It would also help if you could show the log, which will show exactly which lines are causing issues.

Set the debugging options below first:

options mprint symbolgen;

You can also add mlogic but I find that one can really make your log big so try those first.
ballardw
Super User

@TylerP8813 wrote:

I have written a program that looks at values in a column from dataset Test that dynamically creates resultant datasets based on the values in the column and the number of records that contain that value. 

 

For instance, the values that could occur in that field would be A, B, C, and D. Five records have "A" in that field, two have "B", three have "C", none have "D". So, when I run the program i get table A with 5 records, table B with two records, table C with 3 records, and no table D. When I run it next quarter, that could change. There could be tables B,C, or D and no A. All of the resulting tables are stored as sas7bdat in there own library.

 

Now, I want to build a functionality that queries the library and applies a report template or two (preferably ODS; some of the values A,B,C, or D may have different requirements for how their report has to look) and creates a report for each of the tables present in the library without having to hardcode the names of the tables (rather than just the 4 in the example, there could possibly be 100 or more tables and the total could change quarter to quarter).

 

 


I suggest that you do not split the data at all. Then there is no worry about missing or data sets that should be removed.

 

The you can sort the data by that variable you are using to split and then use that variable as a BY variable for almost any process.

Example:

proc sort data=sashelp.class out=work.class;
   by age;
run;

proc print data=work.class;
   by age;
   var name sex;
run;

You very likely have a copy of the sashelp.class data set supplied by SAS to work with.

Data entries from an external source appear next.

PR #166, opened 2025-09-06
[Feat] Support load async

flesher0813:
# Purpose

Support load async when using disagg prefill feature

# Modifications 

Support load async
# Test

How was this patch tested?

Tested with offline test by setting kv_role == "kv_consumer"
image

### DIFF
--- a/ucm/integration/vllm/uc_connector.py
+++ b/ucm/integration/vllm/uc_connector.py
@@ -552,12 +552,12 @@ class UnifiedCacheConnectorV1(KVConnectorBase_V1):
         for req_id, tasks in self._need_load_reqs.items():
             unfinished_tasks = []
             for task in tasks:
-                ret, finish = self.connector.check(task)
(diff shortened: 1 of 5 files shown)


ucm/integration/vllm/uc_connector.py
```diff
@@ -535,6 +546,30 @@ def wait_for_tasks():
         self.dump_tasks.clear()
         return success_dumped_blocks if success_dumped_blocks else None
 
+    def get_finished(self, finished_req_ids: set[str]) -> tuple[set[str], set[str]]:
+        """Get the finished recving and sending requests."""
+        done_recving: set[str] = set()
+        for req_id, tasks in self._need_load_reqs.items():
+            unfinished_tasks = []
+            for task in tasks:
+                ret, finish = self.connector.check(task)
```
ygwpz: return value not matched

PR #187, opened 2025-09-16
GSA Impl

HelenJia98:
# Purpose

# Modifications 

# Test

How was this patch tested?


setup.py
```diff
@@ -25,93 +25,126 @@
...
-        os.makedirs(os.path.dirname(dst_path), exist_ok=True)
-        shutil.copy(src_path, dst_path)
-        print(f"[INFO] Copied {src_path} → {dst_path}")
-        if isinstance(self.distribution.get_command_obj("develop"), develop):
-            shutil.copy(src_path, dev_path)
-            print(f"[INFO] Copied in editable mode {src_path} → {dev_path}")
+        so_files = []
+        search_patterns = [ext.name]
+        
+        if ext.name == "fsstore":
```
qyh111: it should be "nfsstore" not "fsstore"

PR #188, opened 2025-09-18
[perf]prepare offset in advance

qyh111:
# Purpose
Computing the data offset is a time-consuming operation. We should prepare it in advance instead of recalculating it each time.

# Modifications 
 prepare offset in advance

# Test
deepseek-v2-lite 20 tokens
image
image
image

QwQ-32B 100 tokens
image
image
image

How was this patch tested?


ucm/integration/vllm/uc_connector.py
```diff
@@ -109,6 +109,7 @@ def __init__(self, vllm_config: "VllmConfig", role: KVConnectorRole):
         self._need_load_reqs: dict[str, Union[list[int], list[Task]]] = {}
         self._load_failed_reqs: set[str] = set()
         self._load_req_to_blocks: dict[str, set[int]] = {}
+        self._initialize_dataoffset(vllm_config)
```
ygwpz: scheduler does not need calculate offset

qyh111: fixed

PR #215, opened 2025-09-26
[Docs]Update the performance results of prefix-cache

zhou-haitao:
# Purpose

Update the performance results of prefix-cache

# Modifications 

Update the performance results of prefix-cache

# Test

image


docs/source/user-guide/prefix-cache/nfs_store.md
ygwpz: now automaically caculate

PR #253, opened 2025-09-30
[Doc] Add README_zh.md of Chinese version

ChenyuZhu1:


README_zh.md
```diff
@@ -0,0 +1,60 @@
+<p align="center">
+  <picture>
+    <source media="(prefers-color-scheme: dark)" srcset="docs/source/logos/UCM.png">
```
mag1c-h: logo path error in dark mode, which should be "docs/source/logos/UCM-dark.png"

ChenyuZhu1: Modified in recent commit

PR #278, opened 2025-10-11
[Fix] Each request in the decode instance encounters a load failure

sumingZero:
Before the bug fix：
Snipaste_2025-10-10_19-46-34

After the bug fix：
image

### DIFF
--- a/ucm/integration/vllm/uc_connector.py
+++ b/ucm/integration/vllm/uc_connector.py
@@ -492,14 +492,23 @@ class UnifiedCacheConnectorV1(KVConnectorBase_V1):
                 continue
             unfinished_tasks = []
             for task in tasks:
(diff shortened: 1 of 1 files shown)


ucm/integration/vllm/uc_connector.py
```diff
@@ -492,12 +492,22 @@ def get_finished(self, finished_req_ids: set[str]) -> tuple[set[str], set[str]]:
...
-                    continue
+                elif ret == 0 and finish == True:
+                    wret = self.connector.wait(task)
+                    if wret == 0:
+                        continue
+                    else:
+                        logger.error(
+                            f"Task {task} failed,  wait return {wret} for request {req_id}"
+                        )
+                else:
```
ygwpz: take care cyclomatic complexity.

PR #285, opened 2025-10-15
[WIP] Implementation of DRAM connector

ChenyuZhu1:
# Purpose

Implementation of DRAM connector

# Modifications 

A new infrastructure, the MemoryPool class is implemented and referenced in the dramstore implementation class, to store the KVCache data. The memory pool is initialized at the beginning with capacity and blockSize, and NewBlock(), LookupBlock(), GetAddress(), CommitBlock() interfaces are implemented here. It acts like an LRU-Cache. The storage pool is divided into slotNum=capacity/blockSize slots with dummy block names in the format `__slot_{index}`. During the initialization stage, all slots are pushed back into the LRU queue. Each time an allocation request (blockId) is requested, the last element of the LRU queue is popped, with the corresponding address assigned to the new blockId, which is soonly added into `addressMap_`.
Each time a block is committed, whether true or false, the block will be pushed into the LRU queue. If success==true, then it will be pushed to the front of the LRU queue (so that it is unlikely to be popped out soon); and if success==false, then it will be pushed to the tail of the LRU queue (so that it will be soonly popped out next time an allocation request comes). If success==true, the blockId will be added into the `availableBlocks_ `set.
Also, in the dramstore/domain directory, DramTsfTaskManager is implemented with a transfer task queue similar to the counterpart in the nfsstore.

# Test

under folder infra/mem_pool_test.cc and passed in CI

### DIFF
--- a/ucm/store/dramstore/cpy/dramstore.py.cc
+++ b/ucm/store/dramstore/cpy/dramstore.py.cc
@@ -100,7 +100,7 @@ PYBIND11_MODULE(ucmdramstore, module)
     module.attr("build_type") = UCM_BUILD_TYPE;
     auto store = py::class_<UC::DRAMStorePy>(module, "DRAMStore");
     auto config = py::class_<UC::DRAMStorePy::Config>(store, "Config");
-    config.def(py::init<const size_t, const size_t>(), py::arg("ioSize"), py::arg("capacity"));
+    config.def(py::init<const size_t, const size_t, const size_t, const size_t>(), py::arg("ioSize"), py::arg("capacity"), py::arg("streamNumber"), py::arg("timeoutMs"));
     config.def_readwrite("ioSize", &UC::DRAMStorePy::Config::ioSize);
     config.def_readwrite("capacity", &UC::DRAMStorePy::Config::capacity);
     config.def_readwrite("deviceId", &UC::DRAMStorePy::Config::deviceId);


ucm/store/dramstore/cc/api/dramstore.cc
```diff
@@ -24,27 +24,86 @@
...
 
 class DRAMStoreImpl : public DRAMStore {
 public:
-    int32_t Setup(const size_t ioSize, const size_t capacity, const int32_t deviceId) { return -1; }
-    int32_t Alloc(const std::string& block) override { return -1; }
-    bool Lookup(const std::string& block) override { return false; }
-    void Commit(const std::string& block, const bool success) override {}
+    int32_t Setup(const Config& config) {
+        // config里之前没有blockSize，稳妥起见还是先打桩
+        int32_t blockSize = 128;
```
harrisonyhq, line 37: can get blocksize here from vllm.config?

ChenyuZhu1: Yes you are right, but currently **blockSize** is not added into `config`. If possible, it will be added into the **Config** class soon.

qyh111, line 37: Do we need blocksize? config.def_readwrite("ioSize", &UC::DRAMStorePy::Config::ioSize) we have iosize here

ucm/store/dramstore/cc/domain/tsf_task/dram_tsf_task_queue.cc
```diff
@@ -0,0 +1,144 @@
...
+
+Status DramTsfTaskQueue::Setup(const int32_t deviceId, DramTsfTaskSet* failureSet, MemoryPool* memPool)
+{
+    this->_failureSet = failureSet;
+    this->_memPool = memPool;
+    if (deviceId >= 0) {
+        this->_device = DeviceFactory::Make(deviceId, 0, 0); // 这里不需要buffer，暂时都先传0吧
+        if (!this->_device) { return Status::OutOfMemory(); }
+    }
+    if (!this->_streamOper.Setup([this](DramTsfTask& task) { this->StreamOper(task); })) {
```
qyh111: I think this->_device->Setup() shoulld be called here

ucm/store/infra/memory/memory_pool.h
```diff
@@ -0,0 +1,105 @@
...
+    MemoryPool& operator=(const MemoryPool&) = delete;
+
+    void Reset() {
+        head_ = 0;
+    }
+
+    uint32_t GetNextAvailableOffset() const { return head_; }
+
+    Status NewBlock(std::string blockId) {
+        if (head_ >= capacity_) {
```
qyh111: Do we need to consider concurrency issues here?

ucm/store/dramstore/cc/api/dramstore.cc
```diff
@@ -24,27 +24,86 @@
...
+        this->memPool_ = std::make_unique<MemoryPool>(config.capacity, blockSize).release();
+        // 初始化memPool的办法是否正确？如果失败的话怎么办？
+        int32_t streamNumber = 60; // 这个参数是否需要，以及怎么传，还要讨论
+        int32_t timeoutMs = 10000; // 这个参数是否需要，以及怎么传，还要讨论
```
qyh111: We need to add these two variables to the config.

ucm/store/dramstore/cc/domain/tsf_task/dram_tsf_task_queue.cc
ChenyuZhu1: Yes

ucm/store/dramstore/cc/api/dramstore.cc
ChenyuZhu1: OK.

ucm/store/infra/memory/memory_pool.h
ChenyuZhu1: memory pool is rewritten today

PR #782, opened 2026-03-06
[CI] replacing offline e2e test with online e2e test

dante159753:
## Purpose
replacing offline e2e test with online e2e test

## Modifications 
replacing offline e2e test with online e2e test
add lock logic for gpu test, ensure multiple agents won't use same gpu, increase success rate


test/common/online_inference_utils.py
```diff
@@ -0,0 +1,662 @@
+"""
```
Wwwzff, line 1: there's already a wrapper for online chats test/common/llm_connection/openai_connector.py

dante159753: remove it and reuse the existing one

PR #789, opened 2026-03-09
[Build] update gsa build scripts

Infinite666:
## Purpose
Update gsa build scripts for ascend ops to adpat to non-Ascend NPU environments.

## Modifications 
1. Add ascend-a3 platform, use it to tell if current build is for A3 environment.
2. Modify content for multiple build scripts:
`build.sh`: Entrance, setup environments and call other scripts.
`build_ops.sh`: Build for ascend ops, output *.run file.
`build_wheel.sh`: Build for python wheel, output *.whl file.
`install.sh`: Install .run and .whl packages.

## Test
Tested on dev environment.


ucm/sparse/CMakeLists.txt
```diff
@@ -1,4 +1,4 @@
 add_subdirectory(esa)
 add_subdirectory(gsa)
 add_subdirectory(gsa_on_device)
-add_subdirectory(kvstar)
+# add_subdirectory(kvstar)
```
ygwpz: Delete it directly.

The example has ages from 11 to 16 and generates the name and sex by age with an indicator of the age before the output. If I had an 'updated' version of the data set such that it had ages 10, 13 and 26 only the code automatically only creates output for those ages. Not change needed.

 

The concept of BY group processing is a key element of SAS coding in general.

 

If there are bits of your code that only apply to certain values you can usually use a WHERE clause or data set option such as

 

Where age=14;   Age 14 only processed

Where 12 le age le 15;  age 12, 13, 14 and 15 processed

Where age in (11 13);  age 11 and 13 only processed

 

to filter data as needed.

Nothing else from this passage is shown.